[Data for processing Boundary: Start]

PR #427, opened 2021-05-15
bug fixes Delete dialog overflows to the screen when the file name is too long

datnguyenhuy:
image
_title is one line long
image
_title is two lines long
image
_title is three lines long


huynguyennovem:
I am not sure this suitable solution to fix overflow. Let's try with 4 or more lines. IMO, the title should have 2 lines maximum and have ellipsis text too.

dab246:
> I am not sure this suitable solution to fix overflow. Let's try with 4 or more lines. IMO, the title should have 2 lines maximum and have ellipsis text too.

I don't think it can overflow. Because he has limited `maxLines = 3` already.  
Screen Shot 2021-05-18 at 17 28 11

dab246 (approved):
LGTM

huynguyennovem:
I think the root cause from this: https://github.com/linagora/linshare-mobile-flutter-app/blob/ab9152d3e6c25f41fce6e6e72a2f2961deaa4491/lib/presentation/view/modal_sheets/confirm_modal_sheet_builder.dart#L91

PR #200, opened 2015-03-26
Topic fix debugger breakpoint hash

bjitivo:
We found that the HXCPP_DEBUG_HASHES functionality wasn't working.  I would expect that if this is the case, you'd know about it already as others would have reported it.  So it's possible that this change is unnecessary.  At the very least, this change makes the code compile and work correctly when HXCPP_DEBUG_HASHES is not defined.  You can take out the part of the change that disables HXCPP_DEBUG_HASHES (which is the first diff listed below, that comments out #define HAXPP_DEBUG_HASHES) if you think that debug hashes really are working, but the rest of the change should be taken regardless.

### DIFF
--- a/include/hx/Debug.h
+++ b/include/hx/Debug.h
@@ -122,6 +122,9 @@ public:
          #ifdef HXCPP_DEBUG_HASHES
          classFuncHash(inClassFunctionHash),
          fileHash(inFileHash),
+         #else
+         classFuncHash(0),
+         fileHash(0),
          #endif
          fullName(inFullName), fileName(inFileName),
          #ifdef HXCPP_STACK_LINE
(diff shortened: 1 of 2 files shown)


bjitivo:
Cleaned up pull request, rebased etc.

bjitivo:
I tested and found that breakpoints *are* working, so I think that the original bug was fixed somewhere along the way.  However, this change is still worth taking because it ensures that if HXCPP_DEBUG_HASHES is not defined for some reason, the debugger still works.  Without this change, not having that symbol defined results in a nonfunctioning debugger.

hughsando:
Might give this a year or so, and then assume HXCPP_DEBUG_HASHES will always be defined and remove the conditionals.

[Data for processing Boundary: End]

Problem description: Gather up, from the records above, each line where the word "opened" appears.

Answer section:
PR #427, opened 2021-05-15
PR #200, opened 2015-03-26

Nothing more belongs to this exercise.